Records follow. Pull out every line that contains "snorkel".

(Saved data entries)
Segment Open

PR #1134, opened 2019-06-18
Add MTL logger tools

bhancock8:
Port over from MeTaL/mmtl and Emmental

- LogManager checks when it's time to log, evaluate, and/or checkpoint
- LogWriter/TensorboardWriter write logs
- Checkpointer handles bookeeping, saving, and loading of best model

**Test plan**
- Ported existing tests for LogManager
- Checkpointer tests will be added once a model is defined that can be saved/loaded


snorkel/mtl/loggers/__init__.py
```diff
@@ -0,0 +1,15 @@
+logging_default_config = {
```
henryre: Let's get this outside of init

snorkel/mtl/loggers/log_manager.py
```diff
@@ -0,0 +1,174 @@
+import logging
+import os
+from datetime import datetime
+from typing import Dict
+
+import torch
+
+from snorkel.mtl.loggers import logging_default_config
```
henryre: e.g. `from .checkpointer import ...` is fine here

snorkel/types/logger.py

Segment Closed

Problem solution:
snorkel/mtl/loggers/__init__.py
snorkel/mtl/loggers/log_manager.py
+from snorkel.mtl.loggers import logging_default_config
snorkel/types/logger.py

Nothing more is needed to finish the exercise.